Architecture: The Anonymization Engine

Understanding MaskMe’s design helps you use it effectively and extend it for custom needs.

Design Principles

Modularity: Each component (engine, strategies, I/O handlers, analytics) is independent.

Composability: Mix strategies, formats, and analytics as needed.

Simplicity: One mental model works for CLI, Python API, and custom extensions.

Streaming: Process data record-by-record to handle datasets larger than RAM.

Observability: Measure privacy formally; don’t guess.

Extensibility: Add custom strategies or I/O handlers without modifying core code.

High-Level Overview

Input Data (CSV/JSON/JSONL)
       ↓
I/O Handler (parse records)
       ↓
Engine (apply rules + strategies)
       ↓
Output Data (CSV/JSON/JSONL)
       ↓
Analytics (measure privacy)

The Engine: Core Anonymization Logic

The MaskMe engine is the heart of MaskMe. It:

Receives a rules dict (e.g., {"email": "hash", "id": "drop"})
For each record, resolves strategies and applies transformations
Streams output record-by-record (memory efficient)

Workflow for a single record:

Input Record: {"id": 1, "email": "alice@example.com", "name": "Alice"}

For each rule in rules dict:
  ├─ Rule: "id" → "drop"
  │  └─ Apply drop strategy → "__DROP__"
  │     (Signal: remove this field)
  │
  ├─ Rule: "email" → "hash"
  │  └─ Apply hash strategy → "d6d5d09f12b3f0f1a..."
  │     (Update record)
  │
  └─ Rule: "name" → "keep"
     └─ Apply keep strategy → "Alice"
        (No change)

Output Record: {"email": "d6d5d09f12b3f0f1a...", "name": "Alice"}

Key insight: Rules operate on paths (e.g., user.email for nested dicts).

Path Resolution

MaskMe uses dot notation for nested fields:

record = {
    "user": {
        "profile": {
            "email": "alice@example.com"
        }
    }
}

# Rule path: "user.profile.email"
# MaskMe navigates: record["user"]["profile"]["email"]

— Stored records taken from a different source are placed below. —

PR #914, opened 2021-09-24
[ADD] uom_mm: have mm uom

hailangvn:
Module `shopfloor_batch_automatic_creation` need `mm` uom for testing. The uom is in `stock_measuring_device` module but the former module does not need the later module. The uom is also commonly used so this module is to add it for better dependency.


legalsylvain (changes requested):
Hi. 

I'm not sure such module should exist under OCA umbrella. AFAIU, it just add a data (``uom.uom`` milimitter). If we go in that direction, a lot of module will exist.
why don't you just create a new uom in the database ?

sorry if my question is not relevant.

kind regards.

hailangvn:
> I'm not sure such module should exist under OCA umbrella. AFAIU, it just add a data (`uom.uom` milimitter). If we go in that direction, a lot of module will exist.
> why don't you just create a new uom in the database ?

Thanks @legalsylvain for your comment. It is correct that we can simply add it but then later we will have it in different modules, as in `stock_measuring_device` one. This module can be dropped if Odoo add the `mm` uom.

legalsylvain:
> Thanks @legalsylvain for your comment. It is correct that we can simply add it but then later we will have it in different modules, as in stock_measuring_device one. This module can be dropped if Odoo add the mm uom.

Thanks for your answer.

that's not my point. The question is : why adding such record by data ? I mean, we could also removing it from ``stock_measuring_device``. why it is required ?


thanks !

pedrobaeza:
At last, if such measures are needed, we can add a `uom_extra_data` or similar that gathers all of them.

hailangvn:
> that's not my point. The question is : why adding such record by data ? I mean, we could also removing it from stock_measuring_device. why it is required ?

The `mm` uom is actually used  in `stock_measuring_device` (1). So after this is merged, we can update the module to use this instead of having its own.
(1) https://github.com/OCA/stock-logistics-warehouse/blob/d1e2219b3ebeb669ff1d610df00d20b380027628/stock_measuring_device/wizard/measuring_wizard.py#L40

> At last, if such measures are needed, we can add a uom_extra_data or similar that gathers all of them.

Thanks @pedrobaeza. Maybe some common uom like `ml`, `Week` (7 days), `Work Week` (5 days)?

pedrobaeza:
> Thanks @pedrobaeza. Maybe some common uom like ml, Week (7 days), Work Week (5 days)?

Yes, for both having the need fulfilled depending on this module, and being a hub for any of this non common UoMs that are not included in Odoo standard.

sebalix:
It's me who ask @hailangvn  to create `uom_mm` instead of a bigger addon, but OK for `uom_extra_data`.

legalsylvain:
Well. Not a blocking point, but I don't understand why you don't use the default existing meter ``uom.uom``. if you use it, you don't have to have such new uom.

I don't know deeply the module, but why ``width`` are in mm and not meter here ?
https://github.com/OCA/stock-logistics-warehouse/blob/d1e2219b3ebeb669ff1d610df00d20b380027628/stock_measuring_device/wizard/measuring_wizard_line.py#L18

it doesn't seem very consistent with the volume which is expressed in meters. (L20)

and so it requires extra conversion : https://github.com/OCA/stock-logistics-warehouse/blob/d1e2219b3ebeb669ff1d610df00d20b380027628/stock_measuring_device/wizard/measuring_wizard_line.py#L41

Well, I'm not very confortable having fields that you never know in which unit they fit. There was a similar problem in odoo before with the percentages. 5% was sometimes written 0.05 and sometimes 5.0 in the database. But this is now corrected in recent versions. I have the impression that having length fields expressed sometimes in meters, and sometimes in millimeters reproduces the problem.

But well, just an opinion, and as said before, I don't know the module. so :+1: if other PSC are OK.

pedrobaeza:
Good reasoning, Sylvain. Don't know either about the use case for mm.

legalsylvain:
Reading again the code of the other module, i think that adding dimensional_uom_id on the wizard should avoid to hardcode millimeter unit and could be more modular.
What do you think ?

hailangvn:
Thanks @legalsylvain and @pedrobaeza for the great discussion. I updated `shopfloor_batch_automatic_creation` to use `cm` instead to reduce dependency. For `stock_measuring_device`, I think there is a reason for `mm`. It may be used to increase accuracy in calibration. And yes, it is good idea to have `dimensional_uom_id` in the wizard.

I close this PR for now until the need is firmed.

PR #916, opened 2021-10-07
[ADD] product_sold_by_delivery_week: New module

chienandalu:
This module allows to compute a graphical hint stored in the product itself to display
whether or not that product was selled and delivered in the past weeks.

image

Pending:

- [ ] Tests

cc @Tecnativa TT31742


pedrobaeza:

This is handled by the navigation module (get_nested, set_nested, delete_nested).

Strategy Resolution

Rules can be:

Simple (string strategy name):

"email": "hash"

Parameterized (dict with strategy + params):

"email": {
  "strategy": "hash",
  "algo": "sha512",
  "salt": "my-salt"
}

The engine resolves this and calls:

strategies["hash"](value, algo="sha512", salt="my-salt")

Registry Pattern:

Strategies are stored in a dict STRATEGIES:

STRATEGIES = {
    "hash": hashing.apply,
    "redact": redaction.apply,
    "keep": noop.apply,
    "drop": drop.apply,
    "noise": noise.apply,
    "generalize": generalization.apply,
}

This makes it easy to: - Look up strategies by name - Register custom strategies (add to the dict) - Mock strategies for testing

I/O Handlers: Format Abstraction

MaskMe works with multiple formats (CSV, JSON, JSONL) using a consistent abstraction.

I/O Handler Interface:

class FormatHandler(ABC):
    def read(self, file_path: str) -> Generator[Dict]:
        """Read file, yield records as dicts."""

    def write(self, records: Iterable[Dict], file_path: str):
        """Write records to file."""

Implementations:

CSVHandler: Reads CSV → dicts, writes dicts → CSV
JSONHandler: Reads JSON list → dicts, writes dicts → JSON array
JSONLHandler: Reads JSONL (one record per line) → dicts, writes JSONL

Key design: All handlers return/accept records as dicts. The engine doesn’t care about format.

Example:

customers.csv (CSV format)
     ↓
CSVHandler.read() → [{"id": 1, "name": "Alice"}, ...]
     ↓
Engine.mask(records) → [{"name": "Alice"}, ...]  (anonymized)
     ↓
CSVHandler.write(records) → customers_masked.csv

The engine logic is identical whether you use CSV, JSON, or JSONL.

Streaming Architecture

Both I/O handlers and the engine stream data:

# CSVHandler.read() is a generator
for record in handler.read("large_file.csv"):  # One record at a time
    # Process record
    pass

# Engine.mask() is a generator
for anonymized_record in masker.mask(records):  # One at a time
    # Write or process
    pass

Benefit: Handle multi-GB files without loading everything into RAM.

The CLI: User-Friendly Interface

The CLI wraps the engine and I/O handlers:

maskme --rules rules.json --input data.csv --output masked.csv

Steps:

Parse rules: Load and validate rules.json
Detect format: Infer CSV/JSON/JSONL from file extensions
Get handlers: Instantiate appropriate I/O handler
Initialize engine: Create MaskMe with rules
Stream: Read records → mask → write records

Pseudo-code:

def main(rules_path, input_path, output_path):
    rules = load_rules(rules_path)
    fmt = detect_format(input_path, output_path)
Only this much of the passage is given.